→ WORK REQUEST
Your answer must be every line of the data that contains "surface".

Collected data:
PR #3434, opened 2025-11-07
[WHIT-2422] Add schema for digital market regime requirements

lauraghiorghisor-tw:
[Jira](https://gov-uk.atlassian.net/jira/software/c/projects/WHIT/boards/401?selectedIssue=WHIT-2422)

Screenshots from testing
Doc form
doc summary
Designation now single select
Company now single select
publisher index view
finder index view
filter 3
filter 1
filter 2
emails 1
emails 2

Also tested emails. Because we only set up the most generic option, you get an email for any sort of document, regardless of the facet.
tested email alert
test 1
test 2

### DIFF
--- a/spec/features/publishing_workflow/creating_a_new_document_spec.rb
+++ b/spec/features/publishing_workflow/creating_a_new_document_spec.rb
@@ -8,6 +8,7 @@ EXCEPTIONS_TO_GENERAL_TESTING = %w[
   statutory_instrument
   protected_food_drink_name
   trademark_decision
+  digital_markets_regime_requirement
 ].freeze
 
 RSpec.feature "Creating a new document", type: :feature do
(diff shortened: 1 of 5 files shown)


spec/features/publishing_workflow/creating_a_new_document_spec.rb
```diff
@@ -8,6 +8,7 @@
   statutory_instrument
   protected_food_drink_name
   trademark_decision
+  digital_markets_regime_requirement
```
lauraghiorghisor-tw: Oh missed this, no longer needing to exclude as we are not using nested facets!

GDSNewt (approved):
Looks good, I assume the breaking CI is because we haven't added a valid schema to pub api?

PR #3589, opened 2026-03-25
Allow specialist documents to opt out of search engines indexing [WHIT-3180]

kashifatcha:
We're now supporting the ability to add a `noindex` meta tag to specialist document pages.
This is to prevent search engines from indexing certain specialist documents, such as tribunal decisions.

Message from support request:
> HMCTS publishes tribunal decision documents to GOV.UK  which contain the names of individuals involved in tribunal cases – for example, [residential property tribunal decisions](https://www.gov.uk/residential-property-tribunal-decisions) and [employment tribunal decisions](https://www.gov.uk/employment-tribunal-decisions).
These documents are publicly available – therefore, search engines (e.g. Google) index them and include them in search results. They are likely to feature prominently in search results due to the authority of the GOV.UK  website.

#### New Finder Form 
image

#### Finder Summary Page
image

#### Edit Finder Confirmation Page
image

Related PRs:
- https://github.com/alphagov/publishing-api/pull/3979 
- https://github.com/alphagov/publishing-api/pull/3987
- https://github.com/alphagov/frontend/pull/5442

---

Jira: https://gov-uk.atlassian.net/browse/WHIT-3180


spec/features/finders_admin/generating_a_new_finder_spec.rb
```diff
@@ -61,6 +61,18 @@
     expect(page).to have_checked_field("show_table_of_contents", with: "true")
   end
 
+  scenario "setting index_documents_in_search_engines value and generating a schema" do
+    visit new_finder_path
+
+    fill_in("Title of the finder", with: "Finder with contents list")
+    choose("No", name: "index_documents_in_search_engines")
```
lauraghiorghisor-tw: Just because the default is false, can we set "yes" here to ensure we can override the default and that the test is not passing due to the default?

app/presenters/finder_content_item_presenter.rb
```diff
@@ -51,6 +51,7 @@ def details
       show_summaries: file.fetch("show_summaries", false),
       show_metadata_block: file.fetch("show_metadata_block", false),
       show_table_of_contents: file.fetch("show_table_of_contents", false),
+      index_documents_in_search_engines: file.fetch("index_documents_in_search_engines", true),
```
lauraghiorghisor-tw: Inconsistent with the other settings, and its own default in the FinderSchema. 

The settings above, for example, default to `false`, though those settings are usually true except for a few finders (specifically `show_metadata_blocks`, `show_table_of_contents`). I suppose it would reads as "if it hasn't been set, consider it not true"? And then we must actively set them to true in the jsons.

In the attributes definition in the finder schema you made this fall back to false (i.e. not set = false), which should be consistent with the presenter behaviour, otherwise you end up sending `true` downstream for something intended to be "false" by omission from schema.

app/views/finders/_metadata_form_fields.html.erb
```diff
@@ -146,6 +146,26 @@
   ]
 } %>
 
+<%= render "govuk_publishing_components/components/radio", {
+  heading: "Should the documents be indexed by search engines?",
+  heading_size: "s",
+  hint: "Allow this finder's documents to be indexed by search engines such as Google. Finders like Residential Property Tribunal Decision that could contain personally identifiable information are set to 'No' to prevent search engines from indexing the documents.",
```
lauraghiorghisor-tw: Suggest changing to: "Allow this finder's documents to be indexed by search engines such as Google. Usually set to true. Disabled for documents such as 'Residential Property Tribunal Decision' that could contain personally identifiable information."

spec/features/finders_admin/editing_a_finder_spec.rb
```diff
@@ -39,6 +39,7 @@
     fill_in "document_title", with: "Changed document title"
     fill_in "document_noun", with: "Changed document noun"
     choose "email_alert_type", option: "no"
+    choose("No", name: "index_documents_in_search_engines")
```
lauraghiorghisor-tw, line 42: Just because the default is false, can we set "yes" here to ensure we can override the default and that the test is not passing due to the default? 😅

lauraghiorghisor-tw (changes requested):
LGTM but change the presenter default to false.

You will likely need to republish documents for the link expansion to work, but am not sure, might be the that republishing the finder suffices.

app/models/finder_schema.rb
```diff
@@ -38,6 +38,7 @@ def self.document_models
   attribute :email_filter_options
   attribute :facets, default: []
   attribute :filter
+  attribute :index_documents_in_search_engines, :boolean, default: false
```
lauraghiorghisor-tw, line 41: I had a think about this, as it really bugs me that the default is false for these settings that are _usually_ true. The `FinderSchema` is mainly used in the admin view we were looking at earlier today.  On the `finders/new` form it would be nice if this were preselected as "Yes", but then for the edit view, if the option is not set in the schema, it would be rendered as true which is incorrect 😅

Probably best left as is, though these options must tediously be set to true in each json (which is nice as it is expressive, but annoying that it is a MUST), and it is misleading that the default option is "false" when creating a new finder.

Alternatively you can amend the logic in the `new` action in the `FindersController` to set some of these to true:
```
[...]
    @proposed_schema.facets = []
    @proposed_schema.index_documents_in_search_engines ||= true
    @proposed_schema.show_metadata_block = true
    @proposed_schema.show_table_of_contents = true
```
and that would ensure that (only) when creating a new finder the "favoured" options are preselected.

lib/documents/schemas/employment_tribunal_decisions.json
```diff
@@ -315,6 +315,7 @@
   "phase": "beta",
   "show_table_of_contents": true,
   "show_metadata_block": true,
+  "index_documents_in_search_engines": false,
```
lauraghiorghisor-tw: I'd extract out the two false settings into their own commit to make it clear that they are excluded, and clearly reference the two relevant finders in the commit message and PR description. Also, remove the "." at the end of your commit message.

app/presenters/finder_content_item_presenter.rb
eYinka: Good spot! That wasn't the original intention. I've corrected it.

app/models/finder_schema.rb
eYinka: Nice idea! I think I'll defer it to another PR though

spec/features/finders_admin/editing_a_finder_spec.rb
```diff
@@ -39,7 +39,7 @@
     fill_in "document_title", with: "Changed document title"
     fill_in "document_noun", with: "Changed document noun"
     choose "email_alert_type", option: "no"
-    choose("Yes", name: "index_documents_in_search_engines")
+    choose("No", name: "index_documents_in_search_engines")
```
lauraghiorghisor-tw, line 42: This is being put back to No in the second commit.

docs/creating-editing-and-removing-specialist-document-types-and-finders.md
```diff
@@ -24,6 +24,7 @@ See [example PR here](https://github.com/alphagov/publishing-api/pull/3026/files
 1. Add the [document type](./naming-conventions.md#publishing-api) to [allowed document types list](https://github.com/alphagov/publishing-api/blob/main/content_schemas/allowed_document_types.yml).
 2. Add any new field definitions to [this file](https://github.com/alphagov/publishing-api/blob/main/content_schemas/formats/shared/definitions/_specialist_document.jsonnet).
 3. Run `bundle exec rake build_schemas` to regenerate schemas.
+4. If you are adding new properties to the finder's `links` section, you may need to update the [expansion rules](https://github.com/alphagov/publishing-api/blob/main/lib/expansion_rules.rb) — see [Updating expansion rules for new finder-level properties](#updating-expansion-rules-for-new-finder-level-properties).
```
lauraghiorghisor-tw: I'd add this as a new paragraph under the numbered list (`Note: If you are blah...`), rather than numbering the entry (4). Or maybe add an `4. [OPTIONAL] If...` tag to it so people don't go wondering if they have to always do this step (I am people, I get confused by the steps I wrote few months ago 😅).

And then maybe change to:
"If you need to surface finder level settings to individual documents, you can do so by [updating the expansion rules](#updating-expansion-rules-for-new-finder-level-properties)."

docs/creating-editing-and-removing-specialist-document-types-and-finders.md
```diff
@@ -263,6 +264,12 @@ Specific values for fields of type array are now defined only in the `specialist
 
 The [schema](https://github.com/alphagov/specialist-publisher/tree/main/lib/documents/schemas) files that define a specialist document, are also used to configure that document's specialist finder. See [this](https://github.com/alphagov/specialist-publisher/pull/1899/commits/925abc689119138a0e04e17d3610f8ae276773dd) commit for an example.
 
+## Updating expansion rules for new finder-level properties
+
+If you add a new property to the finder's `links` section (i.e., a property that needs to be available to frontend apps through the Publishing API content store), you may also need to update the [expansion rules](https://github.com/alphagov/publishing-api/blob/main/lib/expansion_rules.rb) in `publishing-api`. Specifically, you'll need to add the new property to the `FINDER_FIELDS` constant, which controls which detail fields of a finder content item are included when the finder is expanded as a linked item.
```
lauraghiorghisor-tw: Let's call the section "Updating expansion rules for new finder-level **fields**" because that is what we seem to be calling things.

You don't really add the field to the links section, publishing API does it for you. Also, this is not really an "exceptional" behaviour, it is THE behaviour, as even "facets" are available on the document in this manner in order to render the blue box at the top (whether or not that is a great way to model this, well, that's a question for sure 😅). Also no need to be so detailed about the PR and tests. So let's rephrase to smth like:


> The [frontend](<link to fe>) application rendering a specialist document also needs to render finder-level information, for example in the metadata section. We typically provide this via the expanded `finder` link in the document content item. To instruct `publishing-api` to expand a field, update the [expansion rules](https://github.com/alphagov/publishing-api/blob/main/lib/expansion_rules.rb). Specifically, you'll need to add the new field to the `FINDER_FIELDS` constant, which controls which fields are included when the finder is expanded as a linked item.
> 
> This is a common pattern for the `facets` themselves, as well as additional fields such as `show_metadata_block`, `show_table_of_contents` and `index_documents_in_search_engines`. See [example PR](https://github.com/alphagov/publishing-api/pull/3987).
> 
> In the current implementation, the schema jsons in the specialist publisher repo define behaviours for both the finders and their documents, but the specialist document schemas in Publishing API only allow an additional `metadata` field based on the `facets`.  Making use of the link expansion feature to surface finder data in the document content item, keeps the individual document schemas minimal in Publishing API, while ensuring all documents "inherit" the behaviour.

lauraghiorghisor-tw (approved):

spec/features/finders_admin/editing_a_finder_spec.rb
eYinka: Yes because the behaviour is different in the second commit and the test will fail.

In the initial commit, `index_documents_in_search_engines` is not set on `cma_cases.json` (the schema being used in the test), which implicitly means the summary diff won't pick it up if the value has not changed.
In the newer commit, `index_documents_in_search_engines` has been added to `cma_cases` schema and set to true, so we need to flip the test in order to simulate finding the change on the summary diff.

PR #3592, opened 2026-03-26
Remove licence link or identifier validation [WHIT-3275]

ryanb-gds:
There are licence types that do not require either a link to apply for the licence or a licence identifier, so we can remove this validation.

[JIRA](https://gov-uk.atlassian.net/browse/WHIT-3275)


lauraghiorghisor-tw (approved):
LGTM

→ COMPLETED TASK
"If you need to surface finder level settings to individual documents, you can do so by [updating the expansion rules](#updating-expansion-rules-for-new-finder-level-properties)."
> In the current implementation, the schema jsons in the specialist publisher repo define behaviours for both the finders and their documents, but the specialist document schemas in Publishing API only allow an additional `metadata` field based on the `facets`.  Making use of the link expansion feature to surface finder data in the document content item, keeps the individual document schemas minimal in Publishing API, while ensuring all documents "inherit" the behaviour.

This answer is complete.